Starting at the line that contains "BorTag garbage collector" and ending at the line that contains "Note: I'm not", the lines below are to be given again exactly, with nothing added.

## Data for this task

========================================

PR #3833, opened 2024-08-21
Make Tree Borrows Provenance GC no longer produce stack overflows

JoJoDeveloping:
Most functions operating on Tree Borrows' trees are carefully written to not cause stack overflows due to too much recursion. The one exception is [`Tree::keep_only_needed`](https://github.com/rust-lang/miri/blob/94f5588fafcc7d59fce60ca8f7af0208e6f618d4/src/borrow_tracker/tree_borrows/tree.rs#L724), which just uses regular recursion.
This function is part of the provenance GC, so it is called regularly for every allocation in the program.

Tests show that this is a problem in practice. For example, the test `fill::horizontal_line` in crate `tiny-skia` (version 0.11.4) is such a test.

This PR changes this, this test no now longer crashes. Instead, it succeeds (after a _long_ time).

### DIFF
--- a/src/borrow_tracker/tree_borrows/tree.rs
+++ b/src/borrow_tracker/tree_borrows/tree.rs
@@ -10,7 +10,7 @@
 //!   and the relative position of the access;
 //! - idempotency properties asserted in `perms.rs` (for optimizations)
 
-use std::fmt;
+use std::{fmt, mem};
 
 use smallvec::SmallVec;
 
@@ -699,8 +699,7 @@ impl<'tcx> Tree {
 /// Integration with the BorTag garbage collector
 impl Tree {
     pub fn remove_unreachable_tags(&mut self, live_tags: &FxHashSet<BorTag>) {
-        let root_is_needed = self.keep_only_needed(self.root, live_tags); // root can't be removed
-        assert!(root_is_needed);
+        self.remove_useless_children(self.root, live_tags);
         // Right after the GC runs is a good moment to check if we can
         // merge some adjacent ranges that were made equal by the removal of some
         // tags (this does not necessarily mean that they have identical internal representations,
@@ -708,9 +707,16 @@ impl Tree {
         self.rperms.merge_adjacent_thorough();
     }
 
+    /// Checks if a node is useless and should be GC'ed.
+    /// A node is useless if it has no children and also the tag is no longer live.
+    fn is_useless(&self, idx: UniIndex, live: &FxHashSet<BorTag>) -> bool {
+        let node = self.nodes.get(idx).unwrap();
+        node.children.is_empty() && !live.contains(&node.tag)
+    }
+
     /// Traverses the entire tree looking for useless tags.
-    /// Returns true iff the tag it was called on is still live or has live children,
-    /// and removes from the tree all tags that have no live children.
+    /// Removes from the tree all useless child nodes of root.
+    /// It will not delete the root itself.
     ///
     /// NOTE: This leaves in the middle of the tree tags that are unreachable but have
     /// reachable children. There is a potential for compacting the tree by reassigning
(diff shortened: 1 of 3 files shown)


JoJoDeveloping:
Note: I'm not too sure what the point of the assert here was, but with the new implementation, it is already ensured otherwise that the root is never deleted.

https://github.com/rust-lang/miri/blob/a84aba2f5b8a64180e141fff68ebf9eca0bf2e4d/src/borrow_tracker/tree_borrows/tree.rs#L703

src/borrow_tracker/tree_borrows/tree.rs
```diff
@@ -721,43 +729,50 @@ impl Tree {
...
-            // `UniValMap::remove` for the key of this tag on *all* maps that used it
-            // (which are `self.nodes` and every range of `self.rperms`)
-            // before we can safely apply `UniValMap::forget` to truly remove
-            // the tag from the mapping.
-            let tag = node.tag;
-            self.nodes.remove(idx);
-            for (_perms_range, perms) in self.rperms.iter_mut_all() {
-                perms.remove(idx);
+    fn keep_only_needed(&mut self, root: UniIndex, live: &FxHashSet<BorTag>) -> bool {
+        let mut stack = vec![(root, 0)];
```
RalfJung, line 733: Please add a comment explaining why we don't use the `TreeVisitorStack`

src/borrow_tracker/tree_borrows/tree.rs
```diff
@@ -721,43 +729,50 @@ impl Tree {
...
+                // Next, ensure all useless children are properly unregistered everywhere.
+                for idx in useless {
+                    // Note: In the rest of this comment, "this node" means that at idx.
+                    // All of the children and this node are unreachable, delete this tag
+                    // from the tree (the children have already been deleted by recursive
+                    // calls).
+                    // Due to the API of UniMap we must absolutely call
+                    // `UniValMap::remove` for the key of this tag on *all* maps that used it
+                    // (which are `self.nodes` and every range of `self.rperms`)
+                    // before we can safely apply `UniValMap::forget` to truly remove
```
Vanille-N, line 755: Apparently this comment has gotten out of sync when we renamed `UniValMap::forget`
```suggestion
                    // before we can safely apply `UniValMap::remove` to truly remove
```

src/borrow_tracker/tree_borrows/tree.rs
```diff
@@ -721,43 +729,50 @@ impl Tree {
...
+    fn keep_only_needed(&mut self, root: UniIndex, live: &FxHashSet<BorTag>) -> bool {
+        let mut stack = vec![(root, 0)];
+        // To avoid stack overflows, we roll our own stack.
+        // Each frame consists of the current tag, and the number of the next child.
+        while let Some((tag, nth_child)) = stack.last_mut() {
+            let node = self.nodes.get(*tag).unwrap();
+            if *nth_child == node.children.len() {
+                // We have visited all children. Let's remove those that are useless.
+                // Split the children into useful and useless.
+                let (useless, new_children) =
```
RalfJung, line 741:
```suggestion
                // FIXME: this copies new_children, even if nothing gets removed.
                let (useless, new_children) =
```

src/borrow_tracker/tree_borrows/tree.rs
```diff
@@ -721,43 +729,50 @@ impl Tree {
...
+                    node.children.iter().copied().partition(|x| self.is_useless(*x, live));
+                // Assign the new children.
+                // This might make this node useless as well, but removal is the parent's job.
+                self.nodes.get_mut(*tag).unwrap().children = new_children;
+                // Next, ensure all useless children are properly unregistered everywhere.
+                for idx in useless {
+                    // Note: In the rest of this comment, "this node" means that at idx.
```
RalfJung, line 748:
```suggestion
                    // Note: In the rest of this comment, "this node" refers to `idx`.
```

src/borrow_tracker/tree_borrows/tree.rs
```diff
@@ -721,42 +727,56 @@ impl Tree {
...
-            // (which are `self.nodes` and every range of `self.rperms`)
-            // before we can safely apply `UniValMap::forget` to truly remove
-            // the tag from the mapping.
-            let tag = node.tag;
-            self.nodes.remove(idx);
-            for (_perms_range, perms) in self.rperms.iter_mut_all() {
-                perms.remove(idx);
+    fn remove_useless_children(&mut self, root: UniIndex, live: &FxHashSet<BorTag>) {
+        // To avoid stack overflows, we roll our own stack.
+        // Each element in the stack consists of the current tag, and the number of the next child.
```
RalfJung, line 732:
```suggestion
        // Each element in the stack consists of the current tag, and the number
        // of the next child that should be processed.
```

src/borrow_tracker/tree_borrows/tree.rs
```diff
@@ -721,42 +727,56 @@ impl Tree {
...
+
+        // The other functions are written using the `TreeVisitorStack`, which does not work
```
RalfJung, line 734:
```suggestion
        // The other functions are written using the `TreeVisitorStack`, but that does not work here
```

src/borrow_tracker/tree_borrows/tree.rs
```diff
@@ -721,42 +727,56 @@ impl Tree {
...
+                }
+                // We are done, the parent can continue.
+                stack.pop();
+                continue;
+            } else {
+                // We are starting to visit that subtree.
+                // For that, we push a new frame with the initial conditions, and remember that we continue with the next once that subtree is done.
+                let next_child = node.children[*nth_child];
+                *nth_child += 1;
+                stack.push((next_child, 0));
```
RalfJung, line 777:
```suggestion
                // Visit the child by pushing it to the stack.
                // Also increase `nth_child` so that when we come back to the `tag` node, we
                // look at the next child.
                let next_child = node.children[*nth_child];
                *nth_child += 1;
                stack.push((next_child, 0));
```

src/borrow_tracker/tree_borrows/tree.rs
```diff
@@ -721,42 +727,56 @@ impl Tree {
...
+        // Each element in the stack consists of the current tag, and the number of the next child.
+
+        // The other functions are written using the `TreeVisitorStack`, which does not work
+        // since we need to 1) do a post-traversal and 2) remove nodes from the tree.
+        // Since we do a post-traversal (by deleting nodes only after handling all children),
+        // we also need to be a bit smarter than "pop node, push all children."
+        let mut stack = vec![(root, 0)];
+        while let Some((tag, nth_child)) = stack.last_mut() {
+            let node = self.nodes.get(*tag).unwrap();
+            if *nth_child == node.children.len() {
```
RalfJung, line 741: I think it'd be better if swap the `if` and `else` branches here. Then reading the code top-to-bottom corresponds to the order it is executed in.

src/borrow_tracker/tree_borrows/unimap.rs
```diff
@@ -195,6 +195,18 @@ impl<V> UniValMap<V> {
         }
         self.data[idx.idx as usize] = None;
     }
+
+    /// Delete any value associated with this index.
+    /// Returns None if the value was not present, otherwise
+    /// returns the previously stored value.
+    pub fn remove_owned(&mut self, idx: UniIndex) -> Option<V> {
```
RalfJung, line 202: Please just call this `remove`.

src/borrow_tracker/tree_borrows/tree.rs
JoJoDeveloping: This would presumably also need `Vec::drain_filter` which is currently unstable.

RalfJung: Yeah, though we're using other unstable features in Miri as well so that wouldn't be a blocker.

JoJoDeveloping: I've played around with the filter method. Sadly it requires two `mem::swap`s to make it work. See specifically [this commit](https://github.com/rust-lang/miri/pull/3833/commits/c9c21b5a7145616bdf980e6a7d7b72d56b46ec50).

src/borrow_tracker/tree_borrows/tree.rs
```diff
@@ -729,38 +729,42 @@ impl Tree {
...
+                // Visit the child by pushing it to the stack.
+                // Also increase `nth_child` so that when we come back to the `tag` node, we
+                // look at the next child.
+                let next_child = node.children[*nth_child];
+                *nth_child += 1;
+                stack.push((next_child, 0));
+                continue;
+            } else {
+                // First, get the current children of `node`.
+                mem::swap(&mut self.nodes.get_mut(*tag).unwrap().children, &mut children_of_node);
```
RalfJung, line 753: This is probably more elegant as `let mut children_of_node = mem::take(&mut ...);`

src/borrow_tracker/tree_borrows/tree.rs
```diff
@@ -729,38 +729,42 @@ impl Tree {
...
+                let to_remove: Vec<_> =
+                    children_of_node.drain_filter(|x| self.is_useless(*x, live)).collect();
+                mem::swap(&mut self.nodes.get_mut(*tag).unwrap().children, &mut children_of_node);
```
RalfJung, line 756: And then this can just be `...children = children_of_node`, right?

src/borrow_tracker/tree_borrows/tree.rs
```diff
@@ -729,38 +729,42 @@ impl Tree {
...
+            if *nth_child < node.children.len() {
+                // Visit the child by pushing it to the stack.
+                // Also increase `nth_child` so that when we come back to the `tag` node, we
+                // look at the next child.
+                let next_child = node.children[*nth_child];
+                *nth_child += 1;
+                stack.push((next_child, 0));
+                continue;
+            } else {
+                // First, get the current children of `node`.
```
RalfJung, line 752:
```suggestion
                // We have processes all children of `node`, so now it is time to process `node` itself.
                // First, get the current children of `node`. To appease the borrow checker,
                // we have to temporarily move the list out of the node, and then put the
                // list of remaining children back in.
```

src/borrow_tracker/tree_borrows/tree.rs
JoJoDeveloping: Maybe. Since it's a `SmallVec` you can probably create (and discard) the empty ones relatively cheaply. But also, since it's a `SmallVec`, the two copies/swaps are not going to be completely cheap.

RalfJung: A global `let mut` outside the loop that survives all loop iterations is not a good idea IMO. So `children_of_node` should be per-iteration. That means it is dead after this `swap` call, so it makes little sense to use `swap` in the first place.

JoJoDeveloping: Is it better now?

RalfJung: yes. :)

There's just one thing I am wondering:
can we do the `self.nodes.get_mut(*tag).unwrap().children = children_of_node;` *after* the `for idx in to_remove {`? If yes, then we could entirely avoid the `collect`, which seems quite nice.

JoJoDeveloping: We could, but it does not avoid the `collect`. That is needed because the closure passed to `drain_filter` needs a shared reference to `self`, while the loop body needs a mutable one.

JoJoDeveloping: Which makes me think, perhaps there's a better API than `drain_filter` :thinking:

RalfJung: Ah, makes sense, thanks.

src/borrow_tracker/tree_borrows/tree.rs
```diff
@@ -721,42 +727,58 @@ impl Tree {
...
+                stack.push((next_child, 0));
+                continue;
+            } else {
+                // We have processed all children of `node`, so now it is time to process `node` itself.
+                // First, get the current children of `node`. To appease the borrow checker,
+                // we have to temporarily move the list out of the node, and then put the
+                // list of remaining children back in.
+                let mut children_of_node =
+                    mem::take(&mut self.nodes.get_mut(*tag).unwrap().children);
+                // Remove all useless children, and save them for later (again to appease the borrow checker)
```
RalfJung, line 757:
```suggestion
                // Remove all useless children, and save them for later.
                // The closure needs `&self` and the loop below needs `&mut self`, so we need to `collect`
                // in to a temporary list.
```

RalfJung:
Just one last comment nit, then please squash the commits.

========================================

## Exercise response
 /// Integration with the BorTag garbage collector
 impl Tree {
     pub fn remove_unreachable_tags(&mut self, live_tags: &FxHashSet<BorTag>) {
-        let root_is_needed = self.keep_only_needed(self.root, live_tags); // root can't be removed
-        assert!(root_is_needed);
+        self.remove_useless_children(self.root, live_tags);
         // Right after the GC runs is a good moment to check if we can
         // merge some adjacent ranges that were made equal by the removal of some
         // tags (this does not necessarily mean that they have identical internal representations,
@@ -708,9 +707,16 @@ impl Tree {
         self.rperms.merge_adjacent_thorough();
     }
 
+    /// Checks if a node is useless and should be GC'ed.
+    /// A node is useless if it has no children and also the tag is no longer live.
+    fn is_useless(&self, idx: UniIndex, live: &FxHashSet<BorTag>) -> bool {
+        let node = self.nodes.get(idx).unwrap();
+        node.children.is_empty() && !live.contains(&node.tag)
+    }
+
     /// Traverses the entire tree looking for useless tags.
-    /// Returns true iff the tag it was called on is still live or has live children,
-    /// and removes from the tree all tags that have no live children.
+    /// Removes from the tree all useless child nodes of root.
+    /// It will not delete the root itself.
     ///
     /// NOTE: This leaves in the middle of the tree tags that are unreachable but have
     /// reachable children. There is a potential for compacting the tree by reassigning
(diff shortened: 1 of 3 files shown)


JoJoDeveloping:
Note: I'm not too sure what the point of the assert here was, but with the new implementation, it is already ensured otherwise that the root is never deleted.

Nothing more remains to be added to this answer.